Not elegantly. Not intelligently. But he carried it, and his administration made sure that we, the people, learned all over again that it's our government, not the Department of Defense's government, not FEMA's, not General Foods' and Bechtel's and the NRA's and FMC's or whoever they are today, the corporations that make weapons and sell them to anyone (that's prostitution, not business), that destroy farmland in the name of mechaniculture and agribusiness (that's not dominion over the earth, that's just waste of what's been given to us in stewardship), that steal work a person can do for profits an entity that exists only on paper can reap.
Someone has to manifest the shadow- the Imperial America (Manifest Destiny, anyone?), the "Leader of the Free World" that can't free its own people from poverty, starvation-posing-as-affluence, from ignorance-induced fear. Someone had to, and George did.
I don't envy him. I think he could have done that more intelligently- I think he had criminal advisors and took the easy way out, and I hope he pays. I hope they all do.
I don't condemn him. The shadow was going to be manifested- it had to be- and now it's happened. I surely condemn what he let happen on his watch, just as I condemn Clinton- a Rhodes scholar, for fuck's sakes- for being a vain, pompous idiot and wasting glorious opportunities. Someone had to manifest that, too, and damn, but he did a good job.
So let's get on with the rest of it. Let's get on with educating our people, with sorting our differences, with making a real country out of this huge experiment called a Representative Republic. Let's each represent what we believe in- if it's that God's on our side, then be a representative of the most humane, most compassionate version of that you know (Mother Teresa said once, when asked how she did so much, that "I do what is in front of me.

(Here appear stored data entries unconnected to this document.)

PR #1012, opened 2024-08-18
Fixed memleaks with not free alloc MountOperation

GermanAizek:
@luis-pereira @tsujan make code review PR changes because I'm not sure if everything is correct, this is the first time I understand code LxQt.


tsujan:
`MountOperation` auto-destroys.

> this is the first time I understand code LxQt.

Good PRs are appreciated, but please read codes before making PRs.

PR #1014, opened 2024-10-13
Enhanced the detection of changes in folder config

tsujan:
… and so, prevented redundant writing.

Confession: I've used this patch for 4 years but forgot to make a PR ;)


tsujan:
Straightforward. Merging...

PR #1015, opened 2024-10-15
Fixed the scaled pixmap of `Fm::IconEngine`

tsujan:
Scaling is taken into account separately for Qt < 6.8 and Qt ≥ 6.8.

Closes https://github.com/lxqt/libfm-qt/issues/788

### DIFF
--- a/src/core/iconinfo_p.h
+++ b/src/core/iconinfo_p.h
@@ -103,9 +103,17 @@ bool IconEngine::isNull() {
     return info ? info->internalQicon().isNull() : true;
 }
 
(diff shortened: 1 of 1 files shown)


tsujan:
With Qt 6.7.3 and a scale factor of 2, the symbolic icons of my icon set remain symbolic (because the set has 24x2 folders):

I trust to God to do the rest." He can handle the big scale. We need to do what's in front of us). George H. W. Bush said he counted on the 1000 points of light to carry this country through- isn't now a good time to light up, to come together and light up the shadow of America, and really let this country shine in a way it never has before- not by denying the worth of others, but by celebrating it and working together?
I like Kucinich, for all he says he saw a flying saucer. Hell, I talk to ghosts, and more than once told Death to wait for a patient of mine- better the whole truth, and nothing but the truth, so help you God (or as the Quakers say, "so I do affirm") than to lie. Before Newton and Descartes were the saints and the mystics; before Mao and Lenin the grace of poets and farmers; before the 500 years of planetary war and slavery and commerce we could claim to be separate, but we are all related now- your history is my history, and my planet is yours, and even though I can only live where and when and in relation to this now that I'm experiencing, I can acknowledge yours.
We're here, now. Obama's being sworn in today. Whether it's for four years or eight, change is gonna come. How do you want to be part of it? Where do you stand? It's not about him, although it is- it's about the arc of this country, this experiment, this dream- and it's about who you want to be, in that moment before you die, when you say "This is who I was, this is what I did." In that moment when the truth is all you have, what do you want it to be?